Work Stress

Work StressAmericans generally work more hours and harder than workers in other advanced economies. While this work ethic provides substantial rewards, it also can lead to decreased physical and mental health. Because employers gain tremendous benefits from hard working individuals, the law generally recognizes that employers are responsible for the safety of their employees while they are at work.

Work related stress is the adverse emotional and physical responses that occur when the requirements of the job do not match the resources, needs, or capabilities of a worker. Stress can lead to poor health and injury. Often, job stress results from the interaction of a worker and the conditions and characteristics of work. For example, excessive workload demands, conflicting expectations, infrequent breaks, hectic office environment, poor social environment, and repetitive and routine tasks that do not utilize a worker’s skills can all lead to job stress. Harassment and discrimination can also lead to job stress.

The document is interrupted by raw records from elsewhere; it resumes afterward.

Issue #9288, opened 2020-10-26
Preserve zoom level for leaving/entering map


bekuno:
**Is your feature request related to a problem?**
This wish arose while testing the global filter.
Every time I went back to the map the map window was set to a very small window.

**Describe the solution you'd like**
When leaving the map then the current resolution/map window is saved and restored when opening the live map.
It is not necessary to store this in the database.

rsudev:
Do I understand you correctly, that you refer to the viewport shown?
If the viewport is no longer preserved across openings of the live map, this is a bug...

moving-bits:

Studies have shown that work related stress can lead to health problems including:

  • Cardiovascular disease/heart attacks/strokes
  • Musculoskeletal disorders
  • Psychological disorders
  • Ulcers and gastrointestinal problems

Some people believe that a stressful working environment is necessary for an employer to remain productive and profitable. However, research shows that stressful working conditions are associated with increased absenteeism, tardiness, and resignation. Workers should not be expected to sacrifice their health without safeguards and protections. If you suffer from work related stress, you may be entitled to benefits and compensation.